=== EXERCISE ===
Return each line of the records below that contains the word "starfighter".

(Collected data)

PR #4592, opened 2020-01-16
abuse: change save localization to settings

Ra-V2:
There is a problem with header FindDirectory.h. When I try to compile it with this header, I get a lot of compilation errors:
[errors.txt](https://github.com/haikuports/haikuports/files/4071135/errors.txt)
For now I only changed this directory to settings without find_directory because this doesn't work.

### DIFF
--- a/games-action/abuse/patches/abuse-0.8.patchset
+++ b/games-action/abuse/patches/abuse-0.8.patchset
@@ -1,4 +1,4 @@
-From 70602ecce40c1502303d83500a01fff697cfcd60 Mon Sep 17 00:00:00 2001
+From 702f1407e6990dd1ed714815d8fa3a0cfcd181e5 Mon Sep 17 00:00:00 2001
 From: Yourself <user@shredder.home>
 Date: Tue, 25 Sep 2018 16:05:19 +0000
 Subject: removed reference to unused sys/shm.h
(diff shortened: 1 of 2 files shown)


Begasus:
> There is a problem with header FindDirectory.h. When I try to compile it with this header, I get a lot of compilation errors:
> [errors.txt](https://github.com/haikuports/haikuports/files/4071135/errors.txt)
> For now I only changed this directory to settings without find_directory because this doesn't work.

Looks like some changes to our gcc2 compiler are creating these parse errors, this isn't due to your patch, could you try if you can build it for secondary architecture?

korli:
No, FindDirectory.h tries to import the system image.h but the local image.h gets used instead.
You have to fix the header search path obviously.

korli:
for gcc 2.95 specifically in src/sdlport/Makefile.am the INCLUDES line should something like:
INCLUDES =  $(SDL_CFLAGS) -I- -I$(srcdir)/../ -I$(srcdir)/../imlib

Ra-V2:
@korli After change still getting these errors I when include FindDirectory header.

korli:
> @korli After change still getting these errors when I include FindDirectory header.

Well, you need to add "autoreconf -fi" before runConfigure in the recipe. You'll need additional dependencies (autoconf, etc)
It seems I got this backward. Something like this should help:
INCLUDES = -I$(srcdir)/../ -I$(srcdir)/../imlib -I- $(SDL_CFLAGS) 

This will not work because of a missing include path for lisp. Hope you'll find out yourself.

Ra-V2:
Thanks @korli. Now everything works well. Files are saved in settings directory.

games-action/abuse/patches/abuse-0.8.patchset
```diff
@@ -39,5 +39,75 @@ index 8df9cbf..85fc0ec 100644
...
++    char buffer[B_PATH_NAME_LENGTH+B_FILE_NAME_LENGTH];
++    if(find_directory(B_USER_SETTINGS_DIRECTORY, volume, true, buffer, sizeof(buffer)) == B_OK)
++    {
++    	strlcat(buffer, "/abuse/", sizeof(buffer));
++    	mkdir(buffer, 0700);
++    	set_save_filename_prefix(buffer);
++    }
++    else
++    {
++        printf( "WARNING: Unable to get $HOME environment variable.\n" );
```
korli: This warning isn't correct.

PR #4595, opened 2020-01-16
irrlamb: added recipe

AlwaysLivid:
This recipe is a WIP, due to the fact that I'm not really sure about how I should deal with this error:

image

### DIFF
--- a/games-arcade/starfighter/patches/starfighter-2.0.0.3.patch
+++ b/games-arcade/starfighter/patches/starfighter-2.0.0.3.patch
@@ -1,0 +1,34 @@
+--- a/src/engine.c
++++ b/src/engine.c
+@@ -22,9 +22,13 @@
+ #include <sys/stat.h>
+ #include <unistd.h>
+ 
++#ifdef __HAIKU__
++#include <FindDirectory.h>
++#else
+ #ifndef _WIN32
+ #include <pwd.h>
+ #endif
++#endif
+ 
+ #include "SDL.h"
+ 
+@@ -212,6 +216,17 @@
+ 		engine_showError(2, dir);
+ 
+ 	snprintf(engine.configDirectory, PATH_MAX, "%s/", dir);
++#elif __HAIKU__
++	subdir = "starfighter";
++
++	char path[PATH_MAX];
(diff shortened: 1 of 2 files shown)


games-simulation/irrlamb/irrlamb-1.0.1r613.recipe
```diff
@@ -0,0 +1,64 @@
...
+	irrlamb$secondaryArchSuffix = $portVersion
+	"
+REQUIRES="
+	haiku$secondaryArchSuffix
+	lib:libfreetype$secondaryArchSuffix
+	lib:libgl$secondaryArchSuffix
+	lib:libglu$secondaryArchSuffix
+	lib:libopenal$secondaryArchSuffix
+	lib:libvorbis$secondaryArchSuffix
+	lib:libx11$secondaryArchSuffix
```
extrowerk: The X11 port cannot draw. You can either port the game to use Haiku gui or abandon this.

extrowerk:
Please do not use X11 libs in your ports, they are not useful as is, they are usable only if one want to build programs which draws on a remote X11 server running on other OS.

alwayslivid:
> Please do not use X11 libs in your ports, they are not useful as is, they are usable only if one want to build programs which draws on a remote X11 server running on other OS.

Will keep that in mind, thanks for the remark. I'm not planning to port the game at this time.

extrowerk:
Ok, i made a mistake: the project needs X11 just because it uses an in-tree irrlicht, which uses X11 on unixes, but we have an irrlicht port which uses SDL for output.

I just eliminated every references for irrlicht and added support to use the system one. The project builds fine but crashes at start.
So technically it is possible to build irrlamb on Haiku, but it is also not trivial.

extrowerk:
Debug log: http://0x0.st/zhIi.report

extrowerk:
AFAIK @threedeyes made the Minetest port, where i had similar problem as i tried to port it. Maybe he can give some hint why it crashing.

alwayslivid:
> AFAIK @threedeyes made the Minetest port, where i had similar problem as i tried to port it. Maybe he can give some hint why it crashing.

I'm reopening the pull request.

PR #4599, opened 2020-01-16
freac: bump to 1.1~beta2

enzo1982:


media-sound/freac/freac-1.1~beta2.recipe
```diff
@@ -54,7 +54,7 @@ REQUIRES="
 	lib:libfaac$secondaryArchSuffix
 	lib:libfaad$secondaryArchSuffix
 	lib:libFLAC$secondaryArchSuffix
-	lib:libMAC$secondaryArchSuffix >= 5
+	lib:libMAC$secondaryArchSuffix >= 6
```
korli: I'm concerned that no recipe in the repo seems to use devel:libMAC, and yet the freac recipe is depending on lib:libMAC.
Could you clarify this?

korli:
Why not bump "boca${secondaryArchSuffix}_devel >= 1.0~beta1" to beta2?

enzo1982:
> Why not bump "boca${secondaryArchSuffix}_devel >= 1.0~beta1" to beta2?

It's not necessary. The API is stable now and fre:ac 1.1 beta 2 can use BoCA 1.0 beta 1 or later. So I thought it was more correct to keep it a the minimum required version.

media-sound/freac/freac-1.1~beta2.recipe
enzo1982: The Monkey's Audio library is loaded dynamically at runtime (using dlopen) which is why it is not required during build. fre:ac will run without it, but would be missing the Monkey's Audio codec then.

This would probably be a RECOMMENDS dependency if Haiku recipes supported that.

=== RESULT OF THIS TASK ===
--- a/games-arcade/starfighter/patches/starfighter-2.0.0.3.patch
+++ b/games-arcade/starfighter/patches/starfighter-2.0.0.3.patch
++	subdir = "starfighter";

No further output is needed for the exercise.